И да, и нет. На это действительно нужно решиться. Слишком часто, когда мы чего-то хотим, то выбираем, из какого источника нам это получить. Обычно это бывает определенный человек или фирма. И если мы согласны на их условия, тогда…
Но когда условия диктуют 'они', это дает им власть над нами. Конечно, такая власть — иллюзия, но это не имеет значения. Пока мы верим, что кто-то другой властен над нами, так и будет. А раз наша жизнь в чужих руках, значит, нам вообще ничего не надо делать. Хуже всего, когда мы начинаем верить, будто мы ничего и не можем сделать.
'Если бы только мой агент был настойчивее', — хнычем мы, отказываясь от предложения друга послать нашу рукопись своему знакомому издателю.
'Если бы Хирам прислал мне записи наших замечательных песен, которые мы сделали десять лет назад', — ворчим мы, но не звоним композитору, который сам упоминал, что ему
Неудивительно, что мы все время жалуемся. В мире, где нет равенства, где мы должны обеими руками держаться за любые преимущества, за каждую зацепку и соломинку, нам приходится принуждать людей следовать нашим планам, даже если эти планы уже не приносят нам пользы.
'Если бы Роберт помог мне с этим видео!.. Я знаю, мы здорово сработались. У нас всегда хорошо получалось. Почему же сейчас он хочет уйти? Так трудно найти другого человека…'
'Если бы моя ассистентка Адрианна не уволилась…' — ворчим мы на работе. Конечно, разве можно проводить собеседование с новым кандидатом на место, когда мы так сердимся и так рады посидеть в беспорядке — хорошее оправдание, чтобы несколько дней плохо работать и слушать, как другие нас жалеют! Как приятно наслаждаться несправедливостью системы, вместо того чтобы спросить: 'Могу ли я хоть что-нибудь сделать сам?'
Мы тратим так много сил, когда стучимся в наглухо закрытые двери, но отказываемся свободно пройти через те, что распахиваются настежь от одного прикосновения. Мы обиваем пороги разных учреждений в ожидании, что перед нами появится нужный человек, пригласит нас войти и подтвердит, что мы — 'настоящие' творческие люди. Нам не терпится получить творческую печать одобрения, которую мы должны поставить себе сами. По иронии судьбы, когда мы собственными руками наделяем себя желаемым статусом и правами поддерживать и одобрять свою работу, многие закрытые двери таинственным образом открываются.
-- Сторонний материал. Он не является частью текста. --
PR #51, opened 2019-04-15
T2D-260 Introduce M:1 relation from ReferenceSequence to Taxonomy

iyangar:


metadata-ws/src/main/java/uk/ac/ebi/ampt2d/metadata/persistence/configuration/RepositoryConfiguration.java
```diff
@@ -35,4 +36,9 @@ AnalysisEventHandler analysisEventHandler() {
         return new AnalysisEventHandler();
     }
 
+    @Bean
+    ReferenceSequenceEventHandler referenceSequenceEventHandler() {
```
Zhicheng-Liu: Do we really need the event handler to validate the taxonomy? Is `@ManyToOne(optional=false)` not enough?

metadata-ws/src/main/java/uk/ac/ebi/ampt2d/metadata/persistence/repositories/ReferenceSequenceRepository.java
```diff
@@ -36,4 +36,13 @@ default void customize(QuerydslBindings bindings, QReferenceSequence referenceSe
                 .first((path, value) -> path.any().equalsIgnoreCase(value.iterator().next()));
     }
 
+
+    /*
```
Zhicheng-Liu: Please remove these lines.

metadata-ws/src/main/java/uk/ac/ebi/ampt2d/metadata/persistence/services/ReferenceSequenceImpl.java
```diff
@@ -0,0 +1,55 @@
...
+
+import java.util.List;
+
+public class ReferenceSequenceImpl implements ReferenceSequenceService {
+
+    @Autowired
+    private ReferenceSequenceRepository referenceSequenceRepository;
+
+    @Override
+    public List<ReferenceSequence> findReferenceSequencesByPredicate(Predicate predicate) {
```
Zhicheng-Liu: It looks like this method is not currently used by any client code. Can we mark it `private` and remove it from the interface?

metadata-ws/src/test/resources/features/study.feature
```diff
@@ -72,14 +72,14 @@ Feature: study object
 
     Examples:
       | base | query | N | url |
-      | taxonomy-id | id=9606 | 1 | STUDY1 |
+#      | taxonomy-id | id=9606 | 1 | STUDY1 |
```
Zhicheng-Liu: Why these "examples" are commented out?

metadata-ws/src/main/java/uk/ac/ebi/ampt2d/metadata/persistence/configuration/RepositoryConfiguration.java
iyangar: When invalid links are sent and/or patch happens this will not catch. Hence even handler is reqiured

'Я живу в ожидании, что все хорошее в моей жизни приумножится', — писал Эрнест Холмс. Наша работа — сохранять в себе это ожидание.
'Еще не пришло время', — говорит моя подруга Дасти, но мы должны помнить — это не значит, что оно не придет никогда.
'Построй, и они придут', — советует таинственный голос одному из героев фильма Фила Альдена Робинсона 'Поле мечты'. Доверяя этому голосу, он оборудует футбольное поле посреди кукурузного в Айове. К его удивлению, 'они' действительно приходят — не только мифические футболисты его мечты, но и другие мечтатели, которые тоже в них верили.
Когда я уехала из дома, чтобы стать писателем, у меня не было ничего, кроме пятидесяти долларов и мечты. Через шесть месяцев я писала об искусстве в 'Вашингтон Пост'. Как это случилось? У меня не было связей. Не было рекомендаций. Мне всего лишь позвонила школьная подруга и спросила, не нужна ли мне работа сортировщицы писем.
Когда я пришла на собеседование, редактор, Том Кендрикс, сказал:
— Надеюсь, ты не думаешь, что ты — писатель.
— Думаю, — ответила я. — Надеюсь, вы не думаете, что я — журналист. (Я тогда продолжала писать.)
Видимо, что-то Кендриксу понравилось в моей дерзости, потому что работу я получила. А через шесть недель во время обеденного перерыва Кендрикс остановился возле моего стола.
— Что случилось? — спросил он. — На тебе лица нет.